Show HN: Easily Convert WARC (Web Archive) into Parquet, Then Query with DuckDB

wahnfrieden · on June 24, 2022

How does this compare with SQLite approaches shared recently?

llambda · on June 24, 2022

It's a great question: fundamentally the Parquet format offers columnar orientation. With datasets like these, there's some research[0] indicating this is a preferable way of storing and querying WARC.

DuckDB, like SQLite, is serverless. Duck has a leg up on SQLite though when it comes to Parquet: Parquet is supported directly in Duck and this makes dealing with these datasets a breeze.

[0] https://www.researchgate.net/figure/Comparing-WARC-CDX-Parqu...

1egg0myegg0 · on June 24, 2022

Good question! As a disclaimer, I work for DuckDB Labs.

There are 2 big benefits to working with Parquet files in DuckDB, and both relate to speed!
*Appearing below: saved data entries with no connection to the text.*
PR #1923, opened 2023-06-23
Remove magic numbers

yancyribbens:
Small refactor to reduce the comments to explain magic numbers and make code more readable for weight calculations.

### DIFF
--- a/bitcoin/src/blockdata/transaction.rs
+++ b/bitcoin/src/blockdata/transaction.rs
@@ -14,6 +14,7 @@
 use core::convert::TryFrom;
 use core::default::Default;
 use core::{cmp, fmt, str};
+use std::mem::size_of;
 
 use hashes::{self, sha256d, Hash};
 use internals::write_err;
@@ -880,9 +881,10 @@ impl Transaction {
     pub fn strippedsize(&self) -> usize {
         let mut input_size = 0;
         for input in &self.input {
-            input_size += 32 + 4 + 4 + // outpoint (32+4) + nSequence
-                VarInt(input.script_sig.len() as u64).len() +
-                input.script_sig.len();
+            input_size += size_of::<OutPoint>()
+                + size_of::<Sequence>()
+                + VarInt(input.script_sig.len() as u64).len()
+                + input.script_sig.len();
         }
         let mut output_size = 0;
         for output in &self.output {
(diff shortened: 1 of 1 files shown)


apoelstra:
I think it's confusing to use `mem::size_of` for this. There's no inherent reason that the in-memory representation of these types should have the same number of bytes as the weight of the consensus-encoded objects.

yancyribbens:
Also it looks like there are tests for no-std that this won't work for.

apoelstra:
> How is the weight of the consensus-encoded objects determined?

They are defined by Bitcoin's consensus logic.

> The numbers for the memory size layout do happen to be the same with the tests that exist for weight.

Yes, and they also happen to be the same as the number of protons in Lithium. But we still shouldn't use atomic numbers here :).

> Maybe these could be constants defined instead.

I'd be willing to entertain this. We could stick an `ENCODED_WEIGHT` constant onto all the types that have fixed weights.

yancyribbens:
> We could stick an ENCODED_WEIGHT constant onto all the types that have fixed weights.

That works too.  Could these values change in the future however and become out of sync however?  Could these values be provided from a C api?  TBH i'm still not sure where to find the consensus encoded size of for example OutPoint https://github.com/bitcoin/bitcoin/blob/345457b542b6a980ccfbc868af0970a6f91d1b82/src/primitives/transaction.h#L26.

apoelstra:
> That works too. Could these values change in the future however and become out of sync however?

Not without possibly the most-disruptive-possible hardfork of Bitcoin occurring.

> Could these values be provided from a C api?

Lol this is waay too elaborate. IMO the existing "magic numbers" are fine. If you want to make them named constants I won't stand in the way but it feels gratuitous.

> TBH i'm still not sure where to0 find the consensus encoded size of for example OutPoint

It's implicit in the fact that you're encoding a hash followed by a u32.

yancyribbens:
> Not without possibly the most-disruptive-possible hardfork of Bitcoin occurring.

heh ok good point.

> Lol this is waay too elaborate. IMO the existing "magic numbers" are fine. If you want to make them named constants I won't stand in the way but it feels gratuitous.

Yes, it's too elaborate probably, although just trying to simplify this because as someone unfamiliar with how the math works, the magic numbers are confusing.  Constants would be helpful, although if there's not much support for this change I'll leave it be.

DuckDB can query parquet right where it sits, so there is no need to insert it into the db first. This is typically much faster. Also, DuckDB's engine is columnar (SQLite is row based), so it can do faster analytical queries using that format. I have seen 20-100x speed improvements over SQLite in analytical workloads.

Happy to answer any questions!

pmeira · on June 25, 2022

Another benefit that is often overlooked is that Parquet support various compression methods, right? SQLite's official support for compression is a commercial product, so basically useless for general usage in free open-source software. There are a few 3rd party alternatives, but it becomes cumbersome.

Considering DuckDB's and Parquet's features, if DuckDB manages to support the emerging GeoParquet standard someday, I believe it could be a nice alternative to the typical SQLite + Spatialite combo, and GeoPackage as a whole.

arpinum · on June 24, 2022

Do you see DuckDB as a possible replacement for AWS Athena? Where would Athena still be better than DuckDB + Parquet + Lambda?

henrydark · on June 25, 2022

I've gone almost completely off Athena in favor of duckdb. Duckdb running with 12 vcpus on mid-size data (1tb) that's on ssd is routinely faster than Athena with the data on s3. If there are a lot of partitions, then the difference is huge.

wenc · on June 24, 2022

DuckDB user here. As far as I can tell, DuckDB doesn’t support distributed computation so you have to set that up yourself, whereas Athena is essentially Presto — it handles that detail for you. It also doesn’t support Avro or Orc yet.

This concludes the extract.